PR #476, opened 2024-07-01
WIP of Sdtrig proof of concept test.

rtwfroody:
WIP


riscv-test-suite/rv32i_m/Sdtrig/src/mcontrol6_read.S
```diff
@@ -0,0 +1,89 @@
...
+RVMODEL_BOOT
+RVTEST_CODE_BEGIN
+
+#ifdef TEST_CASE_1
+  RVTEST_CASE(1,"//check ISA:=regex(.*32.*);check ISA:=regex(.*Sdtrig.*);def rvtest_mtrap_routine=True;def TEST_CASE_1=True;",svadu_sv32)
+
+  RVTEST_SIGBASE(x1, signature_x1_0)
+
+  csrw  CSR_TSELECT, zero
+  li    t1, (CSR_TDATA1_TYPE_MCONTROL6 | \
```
* * *
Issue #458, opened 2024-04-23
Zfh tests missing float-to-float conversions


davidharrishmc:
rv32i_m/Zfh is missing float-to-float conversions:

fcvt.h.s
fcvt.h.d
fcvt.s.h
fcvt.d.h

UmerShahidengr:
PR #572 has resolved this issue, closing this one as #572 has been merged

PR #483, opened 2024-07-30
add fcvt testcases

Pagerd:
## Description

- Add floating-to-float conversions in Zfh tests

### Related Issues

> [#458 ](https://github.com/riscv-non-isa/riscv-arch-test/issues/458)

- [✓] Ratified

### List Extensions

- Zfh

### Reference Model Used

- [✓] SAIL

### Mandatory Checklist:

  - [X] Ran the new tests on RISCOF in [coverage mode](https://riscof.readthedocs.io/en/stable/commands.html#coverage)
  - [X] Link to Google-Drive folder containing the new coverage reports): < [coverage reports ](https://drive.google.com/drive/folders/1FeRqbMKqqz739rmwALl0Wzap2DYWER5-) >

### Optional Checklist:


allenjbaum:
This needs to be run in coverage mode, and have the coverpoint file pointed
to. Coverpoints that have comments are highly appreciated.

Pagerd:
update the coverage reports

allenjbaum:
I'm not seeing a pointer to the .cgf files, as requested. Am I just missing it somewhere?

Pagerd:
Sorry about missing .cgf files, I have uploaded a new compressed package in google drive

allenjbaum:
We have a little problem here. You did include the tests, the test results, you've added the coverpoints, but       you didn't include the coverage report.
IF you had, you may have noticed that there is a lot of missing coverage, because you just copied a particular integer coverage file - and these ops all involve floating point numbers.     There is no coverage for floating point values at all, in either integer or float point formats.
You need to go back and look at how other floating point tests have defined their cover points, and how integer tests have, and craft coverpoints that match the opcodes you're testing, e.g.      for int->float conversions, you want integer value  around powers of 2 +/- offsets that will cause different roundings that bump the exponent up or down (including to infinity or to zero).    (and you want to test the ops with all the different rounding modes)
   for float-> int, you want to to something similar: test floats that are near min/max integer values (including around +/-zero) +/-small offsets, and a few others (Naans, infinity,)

**What is expected**
Look through the material above and print exactly the lines from the one containing "Sorry about missing" to the one containing "We have a little", both included, and nothing more.

**Exercise solution**
Sorry about missing .cgf files, I have uploaded a new compressed package in google drive

allenjbaum:
We have a little problem here. You did include the tests, the test results, you've added the coverpoints, but       you didn't include the coverage report.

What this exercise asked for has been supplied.